With the clock ticking toward a potentially catastrophic default that would see the United States fail to pay all its bills for the first time in its history, President Barack Obama was to meet his fellow Democrats as well as Republicans in separate White House meetings in a bid to forge a path out of the crisis.
But all eyes were first on Lew, who trooped up to Capitol Hill to deliver a stark message to Congress: end the political impasse and act immediately to avoid "self-inflicted wounds" and potential financial disaster.
"If Congress fails to meet its responsibility, it could be deeply damaging to the financial markets, the ongoing economic recovery, and the jobs and savings of millions of Americans," Lew told the Senate Finance Committee.
Washington has been locked in stalemate, with Obama and Republicans unable to agree on how to fund government.
Failure to agree on a budget led to the first government shutdown in 17 years on October 1, the beginning of fiscal year 2014. Now the nation careens toward another, potential hammer blow, and Lew warned it would be a "grave mistake" if the US Treasury is not provided with new borrowing authority that would allow it to pay all its bills.
"It is important for Congress to reopen the government, raise the debt ceiling and then work with the president to address our fiscal problems," Lew said.

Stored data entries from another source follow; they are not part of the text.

Issue #252, opened 2016-04-13
Add Gson/JSonPath converters


svarcheg:
Hello, 

Currently we are thinking about moving from JMX-RMI to jolokia for our servers management tooling. 

The migration is pretty smooth but i run into an issue, back in time we made an extensive usage of java beans returned/passed as a parameter to our jmx operations. Another constraint is that changing those objects sources is going to be overly complex and impossible for already released versions. 

Jolokia's parameter and return values serialization do a pretty good job for response value serialization but the parameter serialization does not work. 

So i was wondering if you can suggest any solution. 

After looking into the code i m thinking about adding an optional GSon/JSonPath serialization/deserialization.
An option could be added into JsonConvertOptions (aka useGson=true/false) and converters could be updated to handle that option properly. 

JSonPath is not a must have, but might be an optional replacement to jolokia's paths. 

Let me know what do you think. If you re ok i'll do a pull request. 

Regards, 

Vladimir

rhuss:
Thanks for your question and for your interest. 

You are right, parameter serialization is limited (as explained [here](https://github.com/rhuss/jolokia/issues/212#issuecomment-136359434), too). However, Jolokia is not meant to be a full remoting framework and one design goals for the Jolokia agents is a small footprint (still below 500k). This also is possible because beside `json-simple` (20k) there are no dependencies. jsonpath alone has 200k (+ quite some transitive dependencies), gson also 230k (+ transitive dependencies), so that this would roughly double the size of the agent (or add 50% when only adding gson). So for Jolokia 1 I don't plan changes here.

But there is hope ;-) For Jolokia 2.0 it is planned that the serializer can easily be exchanged. Jolokia 2.0 is targeted for mid-year. It is already functional and contains all features of Jolokia 1.3.3. So maybe you want to give it a try ? In order to plugin in your own serializer all you need is to implement three methods of the [Serializer](https://github.com/rhuss/jolokia/blob/2.0/server/core/src/main/java/org/jolokia/server/core/service/serializer/Serializer.java) interfaces, whose single implementation is currently [JolokiaSerializer](https://github.com/rhuss/jolokia/blob/2.0/service/serializer/src/main/java/org/jolokia/service/serializer/JolokiaSerializer.java), the serializer you know from Jolokia.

Lew warned of the "potentially catastrophic impacts of default, including credit market disruptions, a significant loss in the value of the dollar, markedly elevated US interest rates, negative spillover effects to the global economy, and real risk of a financial crisis and recession that could echo the events of 2008 or worse."
Rising interest rates would flood through all aspects of the economy and impact every American household, and the stock market could tumble.
Lew said the fiscal impasse was already "beginning to deliver an unnecessary blow to our economy," in the form of rising interest rates and market volatility reaching its "highest level of the year."